_EXERCISE DETAILS_
Once you know how many lines below hold "first", reply with that number and add nothing.

____ SUPPLIED DATA

PR #231, opened 2020-08-31
Upgrade to Kotlin 1.4.0

rachelcarmena:
# Changes

* Standard library is added automatically with the plugin now
* Re-order dependencies
* Add `kotlin-reflect` dependency to fix dependency versions
* Use of the new `kotlin-metadata`
* Change the directory for the API doc pieces used to generate the source code (`user.dir` was the current workspace instead of the Kotlin daemon directory; a common directory)
* Fix wrong uses of `contains` because of different types.
* Other fixes because of using a new `kotlin-metadata`


danimontoya (approved):
thanks @rachelcarmena 🚀

nomisRev (approved):

PR #234, opened 2020-09-04
Add foldMapA to Foldable (perhaps by adding lift to Monoid in Applicative)?

m50d:
Hi,

Would it be possible to add a `foldMapA` method to `Foldable`? I'd expect to be able to `foldMap` with a non-monadic applicative.
I've coded up a draft implementation - happy to rework or discard as appropriate (since it's a method on an existing typeclass I couldn't see how to implement it in arrow-incubator - sorry if I've misunderstood, and happy to redo it the right way).
A method for lifting a `Monoid` into an `Applicative` is something I'd also expect to see (and need to use to implement `foldMapA`) - if I've missed an existing implementation then please do point me there.

Thanks,
Mickey

### DIFF
--- a/arrow-core-data/src/main/kotlin/arrow/typeclasses/Applicative.kt
+++ b/arrow-core-data/src/main/kotlin/arrow/typeclasses/Applicative.kt
@@ -26,4 +26,9 @@ interface Applicative<F> : Apply<F> {
   fun <A> Kind<F, A>.replicate(n: Int, MA: Monoid<A>): Kind<F, A> =
     if (n <= 0) just(MA.empty())
     else mapN(this@replicate, replicate(n - 1, MA)) { (a, xs) -> MA.run { a + xs } }
+
+  fun <A> Monoid<A>.lift(): Monoid<Kind<F, A>> = object : Monoid<Kind<F, A>> {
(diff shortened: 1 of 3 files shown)


nomisRev (approved):
Hey Mickey,

Thanks for your contribution. You're correct this couldn't go in arrow-incubator in a meaningful way, that is meant for new data types or new modules.

Small syntactical Nit:
I think this API would be more clear, and more discoverable as an extension on `Monoid<A>` instead of being an API inside the `Applicative` syntax.

That would allow: `Int.monoid().lift(Either.applicative())` instead of `Either.applicative().run { Int.monoid().lift() }`.

Sorry for the late reply. I've tagged some others for reviewing as well ;)

nomisRev:
PS: You can also always poke in #arrow-contributors on Kotlin Slack for a reviewing or discussing a PR! ;)

m50d:
Thanks! I've moved the `lift` method as you suggest, I agree it's clearer that way.

1Jajen1 (approved):
Looks good to me :+1: 

This pattern is usually done by using `getAp . foldMap Ap` in the haskell world but since we have neither good newtypes nor typeclass resolution this may be easier to use.

Issue #246, opened 2020-10-09
Refactor Arrow making use of Arrow meta features [Draft ticket]


danimontoya:
Since Arrow Meta is becoming stable we can start the integration into Arrow Core so we can make a nice refactor of current encoding by making use of all the Arrow meta features.

These are the first steps to get to the goal:

- [x] Enable the Arrow meta compiler plugin, so we can add it to the IDE. [Here is the setup guide](https://meta.arrow-kt.io/setup.html)
- [ ] Migrate the prelude module from meta into Arrow core, so we can make use of type proofs, Tuples, Unions, Refined types and so on.
- [ ] Refactor typeclasses. Make use of Coercion/Extension/Given type proofs. Start refactor with Semigroup.
- [ ] Deprecate current definition for Tuples and make use of the encoding done in Meta.
- [ ] Benchmark Union types vs Sealed classes
- [ ] More to be added here

PR #247, opened 2020-10-09
Arrow Meta integration within Arrow Core

danimontoya:
Addresses part of #246 .
Migration of prelude module from meta into Arrow core (migrate everything but `Kinds`)


arrow-core-data/src/main/kotlin/arrow/core/Option.kt
```diff
@@ -544,11 +544,14 @@ sealed class Option<out A> : OptionOf<A> {
...
-    "Some(${SA.run { it.show() }})"
-  })
+  fun show(SA: Show<A>): String = fold(
+    {
+      "None"
+    },
+    {
+      "Some(${SA.run { it.show() }})"
+    }
+  )
```
rachelcarmena, line 554: Hi @danimontoya :raised_hands: I see several format changes. What if we move these format changes to a single PR (with just format changes) to detect what changes come from the integration in an easier way?

rachelcarmena: If they come from the new version of KTLint so we could create a PR for that upgrade before.

danimontoya: yeah, makes totally sense! I'll do that, thanks for the suggestion! 😄

arrow-annotations/build.gradle
```diff
@@ -9,3 +9,17 @@ apply from: "$DOC_CREATION"
 dependencies {
     api "io.kindedj:kindedj:$KINDEDJ_VERSION"
 }
+
+compileKotlin {
+    kotlinOptions {
+        useIR = true
+        freeCompilerArgs += ["-Xallow-jvm-ir-dependencies"]
```
rachelcarmena, line 16: @danimontoya :raised_hands: according to the errors, it seems this arg should be provided for all the modules. To solve it, you can create a PR in `arrow` repository with a branch called `new-arrow-meta-integration` (the same name) and include it here: https://github.com/arrow-kt/arrow/blob/master/gradle/subproject.gradle You'll see `kotlinOptions` there. Then re-run these checks.

raulraja:
On hold after 1.0

PR #487, opened 2015-07-17
Fix snappy import and Encode return types

ollieparsley:
Seems like over night the snappy library merged in some breaking changes.

https://github.com/golang/snappy/commits/master


ollieparsley:
Fixed in #486 anyway

PR #492, opened 2015-07-23
Further mockbrocker improvements

horkhe:
This PR brings further improvements into the mockbrocker:

* A set of response builders were introduced to construct responses based on actual request data. Note that builders can respond to the most common request parameters. If something very specific is needed then a response can always be constructed directly;
* `mockbroker.SetHandlerByMap` method was introduced that provides a declarative way of defining a request handler that use mockresponse builders.
* **consumer_test.go** was rewritten using the new test primitives. Note that it is not a direct translation. Some tests were split for better isolation of concerns. Note also that `TestConsumerRebalancingMultiplePartitions` is using time delays for synchronization and therefore race prone. It could have been rewritten in almost non-racy way by removing the goroutine that reads from partition consumer channels and putting those reads among the lines of the main test flow. But I opted to leave it this way, because the goroutine code resembles how PartitionCosnumer is used in real life.


horkhe:
@eapache it builds now that I rebased it on the latest master.

Makefile
```diff
@@ -1,7 +1,7 @@
 default: fmt vet errcheck test
 
 test:
-	go test -v -timeout 60s -race ./...
+	go test -v -timeout 2m -race ./...
```
eapache: why does the test suddenly need so much more time?

consumer_test.go
```diff
@@ -1,38 +1,37 @@
...
-
-	offsetResponseOldest := new(OffsetResponse)
-	offsetResponseOldest.AddTopicPartition("my_topic", 0, 0)
-	leader.Returns(offsetResponseOldest)
+// If a particular offset is provided then messages are consumed starting from
+// that offset.
+func TestConsumerOffsetManual(t *testing.T) {
+	// Given
+	broker0 := newMockBroker(t, 0)
+	defer broker0.Close()
```
eapache: we haven't been using defers in tests because if one of them deadlocks (which is a common "found a bug!" indication) then it's really hard to track down

consumer_test.go
```diff
@@ -56,195 +53,491 @@ func TestConsumerOffsetManual(t *testing.T) {
 
 	safeClose(t, consumer)
 	safeClose(t, master)
-	leader.Close()
 }
 
+// If `OffsetNewest` is passed as the initial offset then the first consumed
+// message is indeed corresponds to the offset that broker claims to be the
+// newest in his metadata response.
```
eapache: brokers are not gendered, use "its"

consumer_test.go
```diff
@@ -56,195 +53,491 @@ func TestConsumerOffsetManual(t *testing.T) {
...
+	config.Consumer.Retry.Backoff = 500 * time.Millisecond
+	config.Metadata.Retry.Max = 0
+	c, err := NewConsumer([]string{broker0.Addr()}, config)
+	if err != nil {
+		t.Fatal(err)
+	}
+
+	pc, err := c.ConsumePartition("my_topic", 0, OffsetOldest)
+	if err != nil {
+		t.Errorf("Failed to create a partition consumer, err=%v", err)
```
eapache: this can be fatal, otherwise the next line is just going to panic with a nil pointer

consumer_test.go
```diff
@@ -56,195 +53,491 @@ func TestConsumerOffsetManual(t *testing.T) {
...
+	// Stage 3: finally the metadata returned by broker0 tells that broker1 is
+	// a new leader for my_topic/0. Consumption resumes.
 
-	offsetResponseNewest := new(OffsetResponse)
-	offsetResponseNewest.AddTopicPartition("my_topic", 0, 1234)
-	leader.Returns(offsetResponseNewest)
+	// Unfortunately consumer does not propagate `ErrNotLeaderForPartition`
+	// error to PartitionConsumer.Errors() channel. So there is no other way to
+	// synchronize here by sleep.
+	time.Sleep(300 * time.Millisecond)
```
eapache: the consumer *does* propagate the network timeouts to the errors channel, so you can synchronize on that right?

consumer_test.go
```diff
@@ -56,195 +53,491 @@ func TestConsumerOffsetManual(t *testing.T) {
...
+			SetLeader("my_topic", 0, broker0.BrokerID()),
+		"FetchRequest": newMockWrapper(fetchResponse2),
+	})
+
+	// When
+
+	// Unfortunately consumer does not propagate `ErrNotLeaderForPartition`
+	// error to PartitionConsumer.Errors() channel. So there is no other way to
+	// synchronize here by sleep.
+	time.Sleep(200 * time.Millisecond)
```
eapache: and here, you can sync on the network timeout error

eapache:
A few small points, but otherwise this looks really excellent, thank you!

consumer_test.go
horkhe: makes sense

consumer_test.go
horkhe: Sorry, in russian they are, I will correct that.

consumer_test.go
horkhe: you are right, we can use that as a synchronization event.

Makefile
horkhe: The consumer tests are rather fast, it is that other tests that use the older mock broker logic (the `Returns()` plus the default handler to be more specific) sometimes take longer to complete. The thing is that in the original mock broker implementation it would delay a response to a request **indefinitely** until a reply is provided via `Returns()` method. Now if a mock broker happens to get a request before `Returns()` is called it waits for `expectationTimeout` for `Returns()` to be called and then ignores the request making it IO timeout on the consumer side. Consumer retries eventually but that adds up to the execution time.

I will try to increase the `expectationTimeout` and bring the overall test suite timeout to the original value.

horkhe:
@eapache done

eapache:
:+1: 

@wvanbergen any comments?

wvanbergen:
This looks good to me! Merging...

________

_TASK OUTPUT_
2